A model for the conditional expectation can be classified along several dimensions. A specification such as $E(Y \mid X_1, X_2) = \beta_0 + \beta_1 X_1 + \beta_2 X_2$ is linear in the variables, because it is a linear combination of $(1, X_1, X_2)$, and adding a term like $\beta_3 X_2^2$ or $\beta_3 X_1 X_2$ would violate linearity in variables while remaining linear in parameters. It is linear in the parameters because it is a linear combination of $(\beta_0, \beta_1, \beta_2)$, and a term like $X_1^{\gamma}$ would violate that. It is parametric because it involves a finite number of unknown parameters rather than an unknown function; replacing $\beta_2 X_2$ with an unknown $g(X_2)$ would make it nonparametric. A semiparametric model combines a finite dimensional parameter of interest with an infinite dimensional nuisance component. These are modeling choices rather than properties of the data: the very same equation $Y = \mathbf{X}\boldsymbol{\beta} + U$ can be approached as parametric, semiparametric, or nonparametric depending on what one is willing to assume.

39.9.3 Linear Projection

Most of the examples above quietly imposed linearity on the conditional expectation function, an assumption that need not hold. The linear projection provides a way to obtain an estimable equation without that assumption, at the price of a weaker interpretation. Let $\mathbf{X} = (X_1, \dots, X_k)$ be a $1 \times k$ vector whose $k \times k$ variance matrix is positive definite. The linear projection of $Y$ on a constant and $\mathbf{X}$ then exists and is unique,

\[ L(Y \mid 1, \mathbf{X}) = \gamma_0 + \gamma_1 X_1 + \dots + \gamma_k X_k, \]

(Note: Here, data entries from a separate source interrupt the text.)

PR #4593, opened 2023-11-13
refactor(igor): OortService - Cleaned up the RetrofitError catch block in GitCommitsTask as it is no more relevant

Pranav-b-7:
As part of this PR , the target is to cleanup the usage of RetrofitError in GitCommitsTask. 

- The Retrofit configuration in ClouddriverConfiguration class is already set with the error handler : SpinnakerRetrofitErrorHandler for the OortService client as part of this commit : https://github.com/spinnaker/orca/blob/7e1e74f90b5d9ab786d2a5efd18100a4a9a794c7/orca-clouddriver/src/main/java/com/netflix/spinnaker/orca/clouddriver/config/CloudDriverConfiguration.java#L212
- As part of the commit : https://github.com/spinnaker/orca/pull/4528/commits/781ad44998b4da43139f807ca5e4f53229f49345 the OortService client exception handling is implemented in GitCommitsTask class and will use SpinnakerRetrofitErrorHandler if any exceptions happen.

The catch block with RetrofitError in GitCommitsTask class will now be irrelevant from the above 2 commits , hence its cleaned up.

### DIFF
--- a/orca-igor/src/main/groovy/com/netflix/spinnaker/orca/igor/tasks/GetCommitsTask.groovy
+++ b/orca-igor/src/main/groovy/com/netflix/spinnaker/orca/igor/tasks/GetCommitsTask.groovy
@@ -34,7 +34,6 @@ import com.netflix.spinnaker.orca.pipeline.model.PipelineTrigger
 import groovy.util.logging.Slf4j
 import org.springframework.beans.factory.annotation.Autowired
 import org.springframework.stereotype.Component
-import retrofit.RetrofitError
 
 @Slf4j
 @Component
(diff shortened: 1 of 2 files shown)


orca-igor/src/main/groovy/com/netflix/spinnaker/orca/igor/tasks/GetCommitsTask.groovy
```diff
@@ -122,32 +121,13 @@ class GetCommitsTask implements DiffTask {
       }
 
       return TaskResult.builder(ExecutionStatus.SUCCEEDED).context(outputs).build()
-    } catch (RetrofitError e) {
```
dbyron-sf, line 125: There's a call to [getRepoInfo](https://github.com/spinnaker/orca/blob/b013bc8ec4de2356e0337f6ee57adacbf9776c71/orca-igor/src/main/groovy/com/netflix/spinnaker/orca/igor/tasks/GetCommitsTask.groovy#L245) inside this try/catch block.  getRepoInfo uses a Front50Service bean to make a retrofit call.. Currently, that [Front50Service bean](https://github.com/spinnaker/orca/blob/b013bc8ec4de2356e0337f6ee57adacbf9776c71/orca-front50/src/main/groovy/com/netflix/spinnaker/orca/front50/config/Front50Configuration.groovy#L73) doesn't use SpinnakerRetrofitErrorHandler, so I believe the code to catch RetrofitErrors needs to stay.

Pranav-b-7: I too have verified the code.. this Front50Service bean doesnt use SpinnakerRetrofitErrorHandler , so this PR is no more relevant and hence I am closing this PR

PR #4594, opened 2023-11-13
fix(databaseChangeLog): fix for 'addAfterColumn is not allowed on postgresql'

kirangodishala:
Liquibase 4.13.0 introduced a change which breaks processing orca's changelog files. Liquibase 4.24.0 has a workaround for this issue.

Check the following kork PR for the background: https://github.com/spinnaker/kork/pull/1117 - upgrade liquibase to 4.24.0

This PR requires above kork PR to be merged first.

The following snippet is needed under `databaseChangeLog` for liquibase to ignore the `afterColumn` construct for postgresql which doesn't support the feature. 
```yaml
- removeChangeSetProperty:
    change: addColumn
    dbms: postgresql
    remove: afterColumn
```


dbyron-sf:
included in https://github.com/spinnaker/orca/pull/4601.

PR #4608, opened 2023-11-22
feat(deploymentmonitor): add SpinnakerRetrofitErrorHandler to DeploymentMonitorService

Pranav-b-7:
add SpinnakerRetrofitErrorHandler to DeploymentMonitorService and convert corresponding RetrofitError exception handling to use Spinnaker*Exception

Note that there's a behaviour change here.  Before this PR the entire body of error responses, status and headers appears in a log message.  With Spinnaker*Exception, the status is separated and will be printed as part of the stack trace itself.

In case of any failure while reading the error response details , the log would simply print empty String values for headers and response body.

This behavioural changes are demonstrated using the below test cases : 

- https://github.com/spinnaker/orca/blob/e21a5cc06971cddde34d9b3ac59264b7aa31ea86/orca-clouddriver/src/test/java/com/netflix/spinnaker/orca/clouddriver/tasks/monitoreddeploy/MonitoredDeployBaseTaskTest.java#L78C3-L81C34  .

with slope coefficients and intercept defined by

\[ \boldsymbol{\gamma} = [\text{Var}(\mathbf{X})]^{-1} \text{Cov}(\mathbf{X}, Y), \qquad \gamma_0 = E(Y) - E(\mathbf{X}) \boldsymbol{\gamma}. \]

These objects are functions of population moments and are therefore identified and estimable. Equivalently, we may write $Y = \gamma_0 + \gamma_1 X_1 + \dots + \gamma_k X_k + U$, where the projection error satisfies, by construction, $E(U) = 0$ and $\text{Cov}(X_j, U) = 0$ for every $j$. It is essential to recognize what these properties do not say. Zero covariance does not imply that $U$ is independent of $\mathbf{X}$, nor even that it is mean independent. The projection error can depend on the regressors in arbitrarily rich ways so long as it is linearly uncorrelated with each of them.

The linear projection has several properties that explain why it is the natural object of least squares estimation. First, the projection coefficient is the minimum mean square linear predictor, since it solves $\min_{b_0, \mathbf{b}} E[(Y - b_0 - \mathbf{X}\mathbf{b})^2]$. Second, the conditional expectation function is the minimum mean square predictor among all functions, since it solves $\min_{g} E[(Y - g(\mathbf{X}))^2]$. Third, when the conditional expectation happens to be linear in $\mathbf{X}$, the projection coincides exactly with the conditional expectation. Fourth, and most usefully, even when the conditional expectation is not linear, the projection is the best linear approximation to it in the mean square sense.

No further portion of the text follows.